Verkaufen oder vererben, das ist die Frage. Wie auch immer Ihre Entscheidung ausfallen wird, wichtig ist, dass sie wohl überlegt und mit Überzeugung getroffen worden ist. Wir hoffen mit diesem Ratgeber eine geeignete Entscheidungshilfe für Sie geschaffen zu haben.
Objektiv betrachtet ergeben sich Vor- und Nachteile bei beiden Varianten. Die folgende Darstellung verschafft Ihnen einen Überblick.
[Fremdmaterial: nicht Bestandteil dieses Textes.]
PR #597, opened 2020-10-05
[804] extract privacy page from wizard and make it a single unified standalone page

aldavidson:
### Context

As part of the larger ticket [649 - Support multiple schools per user](https://trello.com/c/lDAgx85e/649-handling-multiple-schools), we'll need to have one `SchoolWelcomeWizard` per user-and-school combination. This means we need to remove the privacy notice from the wizard workflow, and make it standalone (the privacy notice is effectively per user, not per school). A subsequent PR will actually add the school ID to the SchoolWelcomeWizard class and deal with the user journey implications.

In discussion with @fofr we agreed that the privacy notices for school users and responsible body users were the same and could be unified into one - which also means that this work is foundational for supporting multiple RBs per user in future too. 

* change the default step on `SchoolWelcomeWizard` from 'privacy' to 'allocation'
* add a standalone `PrivacyNoticeController` and move the responsible body privacy notice template to that scope 

There should be no noticeable difference in the user flow.

### Guidance to review

* probably a good idea to check actually clicking through with a new user of all three relevant types (RB, school, hybrid)

### DIFF
--- a/app/controllers/application_controller.rb
+++ b/app/controllers/application_controller.rb
@@ -75,7 +75,7 @@ private
         "couldn't figure out root_url_for user",
         logger: 'logger',
         extra: {
-          time_at: Time.now,
+          time_at: Time.zone.now,
           user_id: user.id,
         },
         tags: {
--- a/app/controllers/application_controller.rb
+++ b/app/controllers/application_controller.rb
@@ -50,4 +50,27 @@ private
   def not_found
     render 'errors/not_found', status: :not_found and return
   end
+
+  def root_url_for(user)
+    if user.needs_to_see_privacy_notice? && !user.seen_privacy_notice?
+      privacy_notice_path
+    elsif user.is_mno_user?
+      mno_extra_mobile_data_requests_path
+    elsif user.is_responsible_body_user? && !user.hybrid?
+      responsible_body_home_path
+    elsif user.is_school_user?
+      if user.school.preorder_information&.school_will_order_devices? &&
+          user.school.preorder_information&.chromebook_info_still_needed?
+        school_before_you_can_order_path
+      else
+        school_home_path
+      end
+    elsif user.is_computacenter?
+      computacenter_home_path
+    elsif user.is_support?
+      support_internet_service_performance_path
+    else
+      '/'
+    end
+  end
 end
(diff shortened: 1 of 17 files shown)


app/controllers/application_controller.rb
```diff
@@ -50,4 +50,27 @@ def render_404_if_feature_flag_inactive(feature_flag)
...
+        school_before_you_can_order_path
+      else
+        school_home_path
+      end
+    elsif user.is_computacenter?
+      computacenter_home_path
+    elsif user.is_support?
+      support_internet_service_performance_path
+    else
+      '/'
```
fofr, line 73: Should we log when this happens, given it shouldn't?

app/controllers/users_controller.rb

Überlegen Sie sich kurz, welche Bedeutung die einzelnen Punkte für Sie haben.
Bei der Entscheidung, ob der Verkauf oder die Weitergabe Ihres Eigenheims für Sie
in Frage kommt, führt kein Weg am Erbrecht vorbei. Lesen Sie jetzt, wer Anspruch
auf Ihr Erbe hat und welche Tücken beim Vererben einer Immobilie nicht ausser
Acht gelassen werden dürfen.
Die Erbschaftsplanung sollte früh genug angegangen werden, denn nur so können
Sie sicherstellen, dass die Weitergabe Ihres Eigenheims auch wirklich Ihrem Willen
entspricht. Ohne konkrete Anweisungen wird das Erbe nach den gesetzlichen
Bestimmungen aufgeteilt - ohne Rücksicht, ob dies Ihrem Sinne entsprochen hätte.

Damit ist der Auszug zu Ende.